Task instructions → Go through the entries below and count the lines holding the word "utils". Reply with only the number, please.

^^^^^^^^^^^^^^^^

PR #630, opened 2025-06-12
Cleaner structure for the artist bio

jacksongoode:
This cleans up the artist bio description. It makes the height of the description consistent with the artist image (in most cases). It also removes the redundant strings on the stats number and hides any stats if they are non-existant.

image

---

image

### DIFF
--- a/psst-gui/src/ui/artist.rs
+++ b/psst-gui/src/ui/artist.rs
@@ -191,13 +191,9 @@ fn artist_info_widget() -> impl Widget<WithCtx<ArtistInfo>> {
             utils::format_number_with_commas(info.stats.followers)
         }))
         .with_default_spacer()
-        .with_child(Either::new(
-            |ctx: &WithCtx<ArtistInfo>, _| ctx.data.stats.monthly_listeners > 0,
-            stat_row("Monthly Listeners:", |info: &ArtistInfo| {
-                utils::format_number_with_commas(info.stats.monthly_listeners)
-            }),
-            Empty,
-        ))
+        .with_child(stat_row("Monthly Listeners:", |info: &ArtistInfo| {
+            utils::format_number_with_commas(info.stats.monthly_listeners)
+        }))
         .with_default_spacer()
         .with_child(Either::new(
             |ctx: &WithCtx<ArtistInfo>, _| ctx.data.stats.world_rank > 0,


SO9010:
The code looks all good to me, makes sense to serialize to a number then format it later. I'll be able to test it later!

psst-gui/src/ui/artist.rs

^^^^^^^^^^^^^^^^

Completed task → 3